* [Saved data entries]
☆ ☆ ☆ ☆ ☆ ☆ ☆
PR #680, opened 2022-12-16
fix: Delete app keys associated with project while deleting project

JigarJoshi:
This PR will delete app-keys associated with project when project is undergoing deletion.

### DIFF
--- a/server/services/v1/auth/auth0.go
+++ b/server/services/v1/auth/auth0.go
@@ -289,6 +289,29 @@ func (a *auth0) ListAppKeys(ctx context.Context, req *api.ListAppKeysRequest) (*
 	}, nil
 }
 
+func (a *auth0) DeleteAppKeys(ctx context.Context, project string) error {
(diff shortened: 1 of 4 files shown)


server/services/v1/auth/auth0.go
```diff
@@ -289,6 +289,29 @@ func (a *auth0) ListAppKeys(ctx context.Context, req *api.ListAppKeysRequest) (*
 	}, nil
 }
 
+func (a *auth0) DeleteAppKeys(ctx context.Context, project string) error {
```
himank, line 292: so the caller will call this? Or should we just call this when we receive the DeleteProject request?

himank: Nvm, ignore my comment. I missed the above call.

himank (approved):

server/services/v1/auth/auth0.go
JigarJoshi: caller will call delete-project - the handler internally calls this function to also delete the app-keys associated with that project. this is not a public facing handler.

PR #711, opened 2023-01-06
fix: GetSet implementation and Px options for Set cache operation

JigarJoshi:
## Describe your changes

- Added support for `PX` options for Set operation. 
- Added GetSet operation.

- Integration test added.

### DIFF
--- a/server/services/v1/cache/runner.go
+++ b/server/services/v1/cache/runner.go
@@ -16,7 +16,6 @@ package cache
 
 import (
 	"context"
-	"time"
 
 	"github.com/rs/zerolog/log"
 	api "github.com/tigrisdata/tigris/api/server/v1"
@@ -67,6 +66,12 @@ type SetRunner struct {
 	*BaseRunner
 
 	req *api.SetRequest
+}
+
+type GetSetRunner struct {
+	*BaseRunner
+
+	req *api.GetSetRequest
 }
 
 type GetRunner struct {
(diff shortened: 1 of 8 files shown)


server/services/v1/cache/runner.go
```diff
@@ -221,14 +220,30 @@ func (runner *SetRunner) Run(ctx context.Context, tenant *metadata.Tenant) (*Cac
...
 		NX: runner.req.GetNx(),
 		XX: runner.req.GetXx(),
-		EX: time.Duration(runner.req.GetEx()) * time.Second,
+		EX: runner.req.GetEx(),
+		PX: runner.req.GetPx(),
 	}
+
+	var oldVal *internal.CacheData
+	if runner.req.GetGet() {
+		oldVal, _ = runner.cacheStore.Get(ctx, tableName, runner.req.GetKey(), &cache.GetOptions{
```
himank, line 229: why not use `GetSet` API in store for this?

JigarJoshi: GetSet doesn't accept expiration options.

JigarJoshi: `setArgs` returns the old value but always in form of `string`.

himank: Then can we have GetSet as a separate API that doesn't accept expiration?

JigarJoshi: sure https://github.com/tigrisdata/tigris-api/pull/188

efirs:
```
As of Redis version 6.2.0, this command is regarded as deprecated.
```

JigarJoshi: updated the PR.

himank (approved):

PR #722, opened 2023-01-10
refactor: Reduce allocation on heap and leverage stack by passing as value the Req/Resp objects

himank:
## Describe your changes
No need to allocate req/resp object on the heap as the lifetime is tied to a request therefore allocation on the stack here will be fast and cheap.

### DIFF
--- a/server/services/v1/cache/runner.go
+++ b/server/services/v1/cache/runner.go
@@ -30,6 +30,16 @@ import (
 	"github.com/tigrisdata/tigris/store/cache"
 )
 
+// Runner is responsible for executing the current query and return the response.
+type Runner interface {
+	Run(ctx context.Context, tenant *metadata.Tenant) (Response, error)
+}
+
+// TxRunner is responsible for executing the current query and return the response.
+type TxRunner interface {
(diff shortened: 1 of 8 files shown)


server/services/v1/cache/runner.go
```diff
@@ -160,30 +170,30 @@ func (f *RunnerFactory) GetKeysRunner(r *api.KeysRequest, accessToken *types.Acc
...
-		return nil, ctx, err
+		return Response{}, ctx, err
 	}
-	return &CacheResponse{
+	return Response{
 		Status: database.CreatedStatus,
 	}, ctx, nil
 }
 
-func (runner *DeleteCacheRunner) Run(ctx context.Context, tx transaction.Tx, tenant *metadata.Tenant) (*CacheResponse, context.Context, error) {
```
efirs, line 178: Should we rename everything to just Runner? e.g `DeleteRunner`, etc...

efirs: ah, nvm.

efirs (approved):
☆ ☆ ☆ ☆ ☆ ☆ ☆
* [TASK TO CARRY OUT] Tell how many lines in the data above hold "with". Nothing but the number.

* [RESULT OF THIS EXERCISE] 3